Nth Magical Number

The problem asks for the nth magical number, divisible by either a or b. By leveraging binary search, you can narrow down the solution space efficiently. The approach avoids brute force and scales well even with large n values.

Problem Statement

A number is magical if it is divisible by either a or b. Given integers n, a, and b, you need to return the nth magical number, modulo 10^9 + 7. The value of n can be as large as 10^9, so an efficient approach is necessary.

To find the nth magical number, one must calculate the count of magical numbers up to a certain value and use binary search to narrow down the valid range. The answer should be returned modulo 10^9 + 7 due to potentially large results.

Examples

Example 1

Input: n = 1, a = 2, b = 3

Output: 2

Example details omitted.

Example 2

Input: n = 4, a = 2, b = 3

Output: 6

Example details omitted.

Constraints

• 1 <= n <= 109
• 2 <= a, b <= 4 * 104

Solution Approach

Binary Search Approach

We can use binary search over the range of possible magical numbers. The main idea is to check how many magical numbers exist below a certain value by counting those divisible by a and b. The binary search helps efficiently hone in on the nth magical number.

Counting Magical Numbers

For a given value, we calculate how many numbers are divisible by a or b using the inclusion-exclusion principle. The number of magical numbers below a value x can be determined by counting multiples of a, multiples of b, and subtracting the overlap (multiples of both a and b).

Modulo Operation

Since the result could be very large, we return the nth magical number modulo 10^9 + 7. This ensures that we stay within manageable number sizes while avoiding overflow.

Complexity Analysis

Metric	Value
Time	Depends on the final approach
Space	Depends on the final approach

The time complexity is O(log(max(n, a*b))) due to the binary search over the possible range. The space complexity is O(1) as we only use a few variables to perform the binary search and counting operations.

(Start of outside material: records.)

PR #528, opened 2020-02-21
Fix typo in hard-coded paths ("xdg" not "xgd")

dhgutteridge:
Assuming this is required, this should reference "xdg" not "xgd".


tsujan:
Yes, `xdg` is correct.

tsujan:
It should be related to app menu, whose code is old and should be replaced sooner or later.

What Interviewers Usually Probe

• The candidate demonstrates understanding of binary search and inclusion-exclusion principles.
• The candidate can efficiently handle large inputs and avoid brute force solutions.
• The candidate successfully uses modulo arithmetic to prevent overflow in large numbers.

Common Pitfalls or Variants

Common pitfalls

• Forgetting to handle large values with modulo operation, causing overflow.
• Misapplying the inclusion-exclusion principle when counting multiples of a and b.
• Using a brute force solution that will not scale well with the input size.

Follow-up variants

• What if n is extremely large, and we need to handle the computation efficiently?
• What if a and b are very large numbers? How does this affect the binary search range?
• Can this problem be solved with a greedy approach instead of binary search?

FAQ

What is the primary pattern used to solve the Nth Magical Number problem?

The primary pattern used is binary search over the valid answer space, combined with counting magical numbers through inclusion-exclusion.

How can I avoid overflow when dealing with large numbers in this problem?

You should apply modulo 10^9 + 7 throughout your calculations to prevent overflow and return a manageable result.

What is the time complexity of the binary search solution for the Nth Magical Number problem?

The time complexity is O(log(max(n, a*b))) due to the binary search over the range of possible magical numbers.

Can this problem be solved without binary search?

While binary search is the most efficient method, solving this problem with a brute force approach is not feasible for large inputs due to time constraints.

What is the inclusion-exclusion principle in the context of this problem?

Inclusion-exclusion helps count how many numbers are divisible by a or b by adding the multiples of a and b, and subtracting the multiples of both a and b to avoid double-counting.